The business was leased to manager Tom Harris who later purchased the theatre. Harris was a popular figure in Darwin.

The balcony was reserved for Darwin high society while working class and Aboriginal people, who were given permission from the Chief Protector of Aborigines to break their night-time town curfew so they could attend, were expected to sit downstairs. It cost 2/6 pence to sit upstairs and only a shilling to "sit in the blacks".

The Australian film Jedda had its world premiere at the Star Theatre on 3 January 1955. Harris arranged for a member of the Warhiti tribe "to sing songs and burn sticks to prevent any unwanted rainfalls during the screening. He decorated the theatre for the opening with pandanus, grass mats and Aboriginal artefacts.
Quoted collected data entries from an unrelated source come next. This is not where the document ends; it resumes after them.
PR #10956, opened 2026-08-01
fix(desktop): mute Floating Bar notification previews independently

### LINKED ISSUE #6765: Desktop: Add option to mute Floating Bar in-app notification previews (respect Focus/DND)
## Problem
On macOS Desktop, assistant notifications are shown twice:
1) as a Floating Bar in-app preview below the bar, and
2) as a native macOS notification.

The in-app Floating Bar preview is **not affected by macOS Focus/DND**, so users can't quickly silence it using system controls.

This also makes the Floating Bar appear to "randomly re-enable" itself when notifications arrive (it is shown temporarily to render the preview).

## Requested
Add a setting to control Floating Bar notification previews independently from native macOS notifications, e.g.
- Toggle: **Show notification previews in Floating Bar** (on/off)
- Optional: **Respect Focus/DND** (auto-mute in-bar previews when Focus is enabled)
- Optional: **Only show in-bar previews when Floating Bar is enabled**

## Expected behavior
Users should be able to keep native notifications (which respect Focus/DND and offer OS-level customization) while silencing Floating Bar previews without having to disable all notifications in-app each time.

## Notes
Implementation hint: `NotificationService.sendNotification(...)` currently calls `FloatingControlBarManager.shared.showNotification(...)` before sending the native notification.

Reported by: Discord user (alicja.szeptem) in #desktop-app

jnnabugwu:
## What changed and why

Floating Bar in-app notification previews had no independent off switch and
weren't affected by macOS Focus/DND, so proactive notifications showed
twice (in-bar preview + native banner) and the bar would temporarily
reappear just to render a preview users couldn't silence. Adds a
"Notification Previews" toggle (default on) so users can mute in-bar
previews while keeping native macOS notifications. Closes #6765.

## Out of scope

Real macOS Focus/DND auto-muting (the other optional item from #6765) is
deferred to a follow-up issue/PR, not included here. It requires
`INFocusStatusCenter`, which needs the `com.apple.developer.focus-status`
entitlement — an Apple-gated capability requiring a manual approval request
filed with Apple, not a self-service Xcode checkbox. This repo has no
existing usage of it and doesn't hold the entitlement today (`Omi.entitlements`
/ `Omi-Release.entitlements` only grant `applesignin`, audio-input,
screen-capture, and automation). Since that approval can't be obtained as
part of this PR, code built against it couldn't be exercised or verified, so
it's scoped out rather than shipped as unverifiable. The other optional item
from the issue — "only show in-bar previews when Floating Bar is enabled" —
is *not* deferred; the policy's `floatingBarEnabled` check already prevents
the in-bar preview (and the earlier forced bar reveal) whenever the bar is
off, with no separate toggle needed. That case intentionally stays silent
rather than falling back to a system banner, matching pre-existing behavior
and avoiding the contentless-banner confusion noted in `NotificationService`.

Large crowds gathered along Smith Street to catch a glimpse of the film's stars Ngarla Kunoth and Robert Tudawali, better known as Bob Wilson, who were permitted to sit in the balcony with the Northern Territory Administrator Frank Wise and his wife. Tudawali decided to sit downstairs. It was reported that a number of Aborigines who were invited had paddled in from Bathurst Island to attend.

The Star lost popularity during the 1960s when two new cinemas opened in Darwin by Michael Paspalis, the open-air Parap Theatre and the drive-in cinema at Nightcliff in 1964.

==Current use==
The Star Theatre was destroyed during Cyclone Tracy in 1974 and never reopened. Manager Tom Harris had died the year before after 40 years in the Northern Territory. His son, Tom Harris Junior, renovated the theatre, turning the projector room into a flat where he and his wife would live for a number of years.

The Star was renovated again and turned into a small shopping village containing a number of small shops and cafes. It continues to be a shopping arcade, now known as Star Village. The original projector is still on display near the entrance to the arcade.

An application to heritage list the theatre was made in 1995 but was unsuccessful due to opposition from the owners.